**WHAT TO DO**. Nothing but a number is wanted here: the count of lines in the data holding the word "area".

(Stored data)

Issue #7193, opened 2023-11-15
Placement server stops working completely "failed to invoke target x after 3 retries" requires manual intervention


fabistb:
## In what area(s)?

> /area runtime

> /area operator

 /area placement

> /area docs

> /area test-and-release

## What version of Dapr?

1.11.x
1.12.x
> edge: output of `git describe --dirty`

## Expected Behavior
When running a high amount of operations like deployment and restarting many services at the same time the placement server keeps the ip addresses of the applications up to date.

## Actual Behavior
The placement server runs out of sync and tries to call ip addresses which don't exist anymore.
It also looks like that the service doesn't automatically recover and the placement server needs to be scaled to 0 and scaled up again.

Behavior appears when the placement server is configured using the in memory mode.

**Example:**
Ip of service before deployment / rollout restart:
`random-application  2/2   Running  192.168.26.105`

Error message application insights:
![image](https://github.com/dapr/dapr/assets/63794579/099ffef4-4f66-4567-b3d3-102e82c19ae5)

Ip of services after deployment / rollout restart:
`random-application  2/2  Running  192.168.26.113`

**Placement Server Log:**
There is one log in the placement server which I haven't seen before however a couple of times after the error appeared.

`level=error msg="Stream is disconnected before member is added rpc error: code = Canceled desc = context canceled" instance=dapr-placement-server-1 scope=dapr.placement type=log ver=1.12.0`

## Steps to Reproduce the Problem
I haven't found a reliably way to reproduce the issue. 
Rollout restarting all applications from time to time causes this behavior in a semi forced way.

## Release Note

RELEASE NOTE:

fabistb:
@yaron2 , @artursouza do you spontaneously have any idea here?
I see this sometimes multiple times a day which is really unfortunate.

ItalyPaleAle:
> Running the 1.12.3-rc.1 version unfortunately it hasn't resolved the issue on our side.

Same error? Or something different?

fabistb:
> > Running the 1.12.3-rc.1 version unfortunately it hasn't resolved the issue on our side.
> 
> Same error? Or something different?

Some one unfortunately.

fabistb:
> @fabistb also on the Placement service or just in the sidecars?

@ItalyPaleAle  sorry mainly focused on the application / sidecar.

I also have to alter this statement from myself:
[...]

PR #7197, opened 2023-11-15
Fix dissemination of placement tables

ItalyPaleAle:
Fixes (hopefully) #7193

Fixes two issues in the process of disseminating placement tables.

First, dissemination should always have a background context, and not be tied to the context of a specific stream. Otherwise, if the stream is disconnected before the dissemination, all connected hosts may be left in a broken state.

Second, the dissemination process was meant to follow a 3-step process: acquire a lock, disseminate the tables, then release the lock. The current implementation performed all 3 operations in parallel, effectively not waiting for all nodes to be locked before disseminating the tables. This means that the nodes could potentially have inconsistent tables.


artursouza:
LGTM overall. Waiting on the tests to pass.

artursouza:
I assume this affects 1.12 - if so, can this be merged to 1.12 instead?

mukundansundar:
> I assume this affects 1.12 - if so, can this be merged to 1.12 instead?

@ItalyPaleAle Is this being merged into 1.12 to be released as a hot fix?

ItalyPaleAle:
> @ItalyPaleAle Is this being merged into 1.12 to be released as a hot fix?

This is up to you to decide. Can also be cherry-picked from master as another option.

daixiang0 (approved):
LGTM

**WRITTEN REPLY**. 6